Tout commence près d’un an après le début de l’invasion russe de l’Ukraine lorsque Masha, élève de l’école n°9 d’Efremov, dessine une femme agitant un drapeau ukrainien et protégeant son enfant des missiles russes. Ce dessin attire immédiatement l’attention du réalisateur, qui alerte la police. Très vite, le FSB, les services de renseignement russes, s’empare de l’affaire et accuse Alexeï de mal éduquer sa fille. Il est également accusé d’avoir « discrédité » l’armée sur les réseaux sociaux. En mars 2023, Alexeï Moskalev est condamné à deux ans de prison. Après avoir tenté de fuir vers l’Europe, il a été arrêté en Biélorussie en avril 2023, renvoyé en Russie et emprisonné. Pendant ce temps, Masha est d’abord placée dans un orphelinat, puis confiée à sa mère qu’elle n’avait pas vue depuis sept ans.
« Une véritable cellule de torture »
« Je devais passer seize heures debout car, le matin, les lits étaient fixés au mur pour qu’on ne puisse pas s’allonger. » Après sa sortie de prison, Alexeï Moskalev a fait part à l’ONG OVD-Info de conditions de détention particulièrement dures. À son arrivée, il a été placé dans une cellule disciplinaire où il restera deux mois. « Une véritable cellule de torture» dit-il dans une vidéo, décrivant un espace minuscule – dans lequel ils étaient deux – et infesté de rats. Les seuls vêtements que nous avions était ce haut, et c’était tout. Un t-shirt sur mon corps nu, poursuit-il en soulignant le froid qu’il juge indescriptible.

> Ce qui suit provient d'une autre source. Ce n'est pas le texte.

PR #1699, opened 2024-09-20
fix: Ignore released volumes when deleting a node

willthames:
Fixes #1684

**Description**

Ignore released volumes when waiting for volume attachments
    
When deciding whether a node can be terminated, ignore persistent
volumes that have already been released (perhaps attached to a pod
that has since been drained)

**How was this change tested?**

Using `make test`. This change is split into two commits, the first is a test that fails before the change in the second commit and succeeds afterwards

By submitting this pull request, I confirm that my contribution is made under the terms of the Apache 2.0 license.

PR #1700, opened 2024-09-20
Only wait for volume attachments for drainable nodes

### LINKED ISSUE #1684: Drift replacement stuck due to "Cannot disrupt NodeClaim"
### Description

**Observed Behavior**:

Two nodes were replaced during drift replacement, next one seems stuck with

```
  Normal   DisruptionBlocked      19s (x29 over 57m)  karpenter  Cannot disrupt Node: state node is marked for deletion
```

There is nothing in karpenter's logs to explain this. We did see similar behaviour during the karpenter 1.0.1 upgrade but put that down to API version mismatches but we don't seem to have any such mismatches this time.

```
k get nodeclaims -o custom-columns='APIVER:.apiVersion,NAME:.metadata.name,OWNER_API_VER:.metadata.ownerReferences[0].apiVersion,OWNERKIND:.metadata.ownerReferences[0].kind'
APIVER            NAME                               OWNER_API_VER     OWNERKIND
karpenter.sh/v1   bottlerocket-general-amd64-6k89s   karpenter.sh/v1   NodePool
karpenter.sh/v1   bottlerocket-general-amd64-cmdfv   karpenter.sh/v1   NodePool
karpenter.sh/v1   bottlerocket-general-amd64-hw9p6   karpenter.sh/v1   NodePool
karpenter.sh/v1   bottlerocket-general-amd64-jjmnz   karpenter.sh/v1   NodePool
karpenter.sh/v1   bottlerocket-general-amd64-ml9q4   karpenter.sh/v1   NodePool
karpenter.sh/v1   bottlerocket-general-amd64-z7r8c   karpenter.sh/v1   NodePool
karpenter.sh/v1   bottlerocket-smaller-amd64-gc2nt   karpenter.sh/v1   NodePool
karpenter.sh/v1   bottlerocket-smaller-amd64-sr2lr   karpenter.sh/v1   NodePool
```

**Expected Behavior**:

All nodes get replaced during drift replacement

**Versions**:
- Chart Version: 1.0.2
```
Client Version: v1.31.1
Kustomize Version: v5.4.2
Server Version: v1.30.3-eks-2f46c53
```

willthames:
Fixes #1684

**Description**

This solves two problems identified so far:
* waiting for a volume attachment associated with a persistent volume claim that has been released
* waiting for a volume attachment associated with a persistent volume claim that has assigned to a new pod that can't start until the association is removed

Effectively this changes the logic from finding
all the PVCs associated with non-drainable pods
and ignoring those ones, to finding all the PVCs
associated with drainable pods and only blocking
on those ones.

As such some of the previous tests are now redundant because they check we wait for volume associations that aren't tied to a PVC at all.

`make test`

### DIFF
--- a/pkg/controllers/node/termination/controller.go
+++ b/pkg/controllers/node/termination/controller.go
@@ -28,6 +28,7 @@ import (
 	storagev1 "k8s.io/api/storage/v1"
 	"k8s.io/apimachinery/pkg/api/equality"
 	"k8s.io/apimachinery/pkg/api/errors"
+	"k8s.io/apimachinery/pkg/types"
 	"k8s.io/apimachinery/pkg/util/sets"
 	"k8s.io/client-go/util/workqueue"
 	"k8s.io/utils/clock"
@@ -193,6 +194,15 @@ func (c *Controller) ensureVolumesDetached(ctx context.Context, node *corev1.Nod
 	return len(filteredVolumeAttachments) == 0, nil
 }
 
+// volumeIsNotAttachedOrBound returns true if the persistent volume storage is neither Attached nor Bound
+func volumeIsNotAttachedOrBound(ctx context.Context, kubeClient client.Client, pvName string) (bool, error) {
+	pv := &corev1.PersistentVolume{}
+	if err := kubeClient.Get(ctx, types.NamespacedName{Name: pvName}, pv); err != nil {
+		return false, fmt.Errorf("getting persistent volume %q, %w", pvName, err)
+	}
+	return pv.Status.Phase == corev1.VolumePending || pv.Status.Phase == corev1.VolumeReleased || pv.Status.Phase == corev1.VolumeFailed, nil
+}
+
 // filterVolumeAttachments filters out storagev1.VolumeAttachments that should not block the termination
 // of the passed corev1.Node
 func filterVolumeAttachments(ctx context.Context, kubeClient client.Client, node *corev1.Node, volumeAttachments []*storagev1.VolumeAttachment, clk clock.Clock) ([]*storagev1.VolumeAttachment, error) {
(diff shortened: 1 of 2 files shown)


willthames:
Note that this is an alternative, much more impactful alternative to #1699. 

There may be cases that I have not considered.

#1699 is a safer PR but doesn't protect against a second problem I found where a pod with a PVC associated with a volume attachment got moved to a new node (statefulset-like behaviour) and the new pod couldn't start because its persistent volume was still attached to the old node.

AndrewSirenko:
Hey @willthames thanks for looking into this, I'm sorry that you're running into this drift replacement issue. I'll take a deeper look on the PR Tuesday, but I see one main issue with the following statement: 

> Effectively this changes the logic from finding
all the PVCs associated with non-drainable pods
and ignoring those ones, to finding all the PVCs
associated with drainable pods and only blocking
on those ones.

The issue is that Pod resources can get cleaned up in Kubernetes BEFORE the associated volumes are unpublished from the node (unmounted and/or detached). This is because the pod lifecycle is not affected by the lifecycle of the PVCs it is associated with.   

Therefore if you block node termination by filtering in attachments of drainable pods instead of filtering out those of non-drainable pod, you are not guaranteed to block node termination until all volumes are detached (because the pod resources might be deleted by K8s). You can run into the following race condition: 

1. Node starts being drained by Karpenter
2. Pod enters terminating state
3. Pod is drained and pod resource is deleted
4. K8s + CSI Driver sees that volume must be unmounted, begins unmount (but not detach) 
5. Karpenter does not see this yet-to-be-detached volume when looping through node's pods and therefore proceeds with node termination
6. CSI Driver begins volume detach, but node is already terminating (holding volume hostage) 
7. When stateful workload is rescheduled on another node, it now cannot attach volume and start until previous node fully terminated (Which this blocking of node termination is trying to prevent) 

Nonetheless, VolumeAttachment resources should not linger once a PV is released, so I'm curious about that case. Is there anything special about these volumes? This could be a bug in Attach/Detach controller instead of Kubernetes. 

You can see this [Preventing 6+ minute delays from StatefulSet Disruption Request for Comment](https://github.com/aws/karpenter-provider-aws/pull/6336/files) for more information on why this blocking until volumes detached happens. I'm working on a up-to-date/cleaned-up version of this document which should be up at the end of the month.

willthames:
Hi @AndrewSirenko, thanks for your detailed response, definitely appreciate the extra context!

The scenario you describe is the opposite problem to the one I have (nodes disappearing before the volume attachment, causing problems, rather than nodes not being terminated because of the volume attachment), so there's definitely a conflict somewhere.

I'm only having this problem with one file system type as far as I can tell (EFS) but also with one pod type (couchbase, which is managed as pods by the couchbase controller (rather than a higher level abstraction such as statefulsets)). But the couchbase pods are long gone by the time the clean up needs to happen.

This problem persists for days, the only way I can get karpenter to complete drift termination is through deleting affected volume attachments (which is not an approach that is at all satisfying).

I'll definitely check for any outstanding efs controller bugs. 

The alternative PR to this one doesn't block on unattached PVCs, but that one does not clean up if the volume is then mounted onto another pod

willthames:
This PR is no longer required (I'll add an explanation in #1684)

Comme d’autres opposants à la guerre, Alexei était régulièrement envoyé à l’isolement pour des raisons décrites comme « fantaisiste » par l’ONG Première Division : ne pas avoir gardé les mains derrière le dos en marchant ou en s’appuyant sur la table pendant les repas par exemple. Le quinquagénaire raconte également que, peu avant sa libération, les agents du FSB ont cherché un prétexte pour le maintenir en détention plus longtemps. « Ils ont interrogé tous mes codétenus pour essayer de m’imputer un autre crime », explique-t-il à OVD-Info.
Une répression qui s’intensifie
Le cas d’Alexeï Moskalev n’est pas isolé. Un rapport de l’ONU publié en septembre souligne la dégradation des droits humains en Russie depuis l’invasion de l’Ukraine en février 2022. Il met en avant l’escalade de la répression contre les voix dissidentes, que ce soit à travers les violences policières ou la censure des médias indépendants.
Parmi les cas mis en lumière par le rapport figure celui d’Artyom Kamardin, qui a été condamné à sept ans de prison pour avoir lu en public un poème contre la guerre – un acte que les autorités ont considéré comme un « incitation à la haine ». Autre méthode utilisée par le gouvernement pour faire taire les critiques : l’introduction de cours obligatoires à l’école, qualifiés de « conversations importantes ». Ces cours, destinés à inculquer aux enfants la vision russe du conflit ukrainien, sont imposés sous peine de sanctions. « Les enfants qui refusent de fréquenter ces cours et leurs parents sont soumis à des pressions et à du harcèlement. » dit le rapport.